(THE RECORDS Opens)

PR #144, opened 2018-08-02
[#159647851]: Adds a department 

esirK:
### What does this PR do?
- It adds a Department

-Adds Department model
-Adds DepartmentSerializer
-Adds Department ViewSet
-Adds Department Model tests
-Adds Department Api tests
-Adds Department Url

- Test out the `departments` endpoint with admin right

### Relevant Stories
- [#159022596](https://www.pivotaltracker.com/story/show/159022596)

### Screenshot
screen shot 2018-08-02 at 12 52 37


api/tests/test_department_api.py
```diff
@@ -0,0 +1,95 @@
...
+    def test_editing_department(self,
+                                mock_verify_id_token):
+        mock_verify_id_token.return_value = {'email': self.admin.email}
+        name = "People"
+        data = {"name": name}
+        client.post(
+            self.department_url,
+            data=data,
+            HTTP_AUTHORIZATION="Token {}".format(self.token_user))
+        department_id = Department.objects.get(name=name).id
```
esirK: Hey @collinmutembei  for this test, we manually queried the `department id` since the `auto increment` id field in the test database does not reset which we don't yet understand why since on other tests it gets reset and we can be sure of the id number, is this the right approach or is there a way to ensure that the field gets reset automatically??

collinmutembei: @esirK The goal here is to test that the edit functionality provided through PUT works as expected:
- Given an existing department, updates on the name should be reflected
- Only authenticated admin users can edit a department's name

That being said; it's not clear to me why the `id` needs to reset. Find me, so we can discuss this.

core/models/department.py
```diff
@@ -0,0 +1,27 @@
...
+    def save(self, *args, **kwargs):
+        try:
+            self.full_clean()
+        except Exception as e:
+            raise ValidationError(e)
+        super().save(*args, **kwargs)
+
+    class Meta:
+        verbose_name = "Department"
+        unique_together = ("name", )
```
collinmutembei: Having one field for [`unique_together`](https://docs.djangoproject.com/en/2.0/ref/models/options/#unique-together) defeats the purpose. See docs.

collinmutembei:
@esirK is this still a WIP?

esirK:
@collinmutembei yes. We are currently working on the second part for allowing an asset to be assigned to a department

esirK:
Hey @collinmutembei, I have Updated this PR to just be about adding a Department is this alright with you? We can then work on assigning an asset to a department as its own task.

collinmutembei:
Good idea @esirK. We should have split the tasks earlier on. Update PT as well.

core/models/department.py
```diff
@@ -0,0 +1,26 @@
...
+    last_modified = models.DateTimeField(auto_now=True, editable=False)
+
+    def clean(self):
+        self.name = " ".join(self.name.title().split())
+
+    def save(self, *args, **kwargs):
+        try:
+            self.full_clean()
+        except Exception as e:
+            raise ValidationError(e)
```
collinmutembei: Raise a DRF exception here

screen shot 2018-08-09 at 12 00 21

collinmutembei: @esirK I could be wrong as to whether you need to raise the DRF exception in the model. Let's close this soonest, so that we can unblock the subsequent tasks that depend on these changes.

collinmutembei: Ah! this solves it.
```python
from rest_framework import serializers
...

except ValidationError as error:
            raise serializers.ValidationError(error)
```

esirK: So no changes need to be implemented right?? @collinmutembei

(THE RECORDS Closes)

» PROBLEM TO SOLVE
Whenever a line of the entries contains "esirK", it counts toward the total; state that total alone.

» RESULT OF THE EXERCISE
9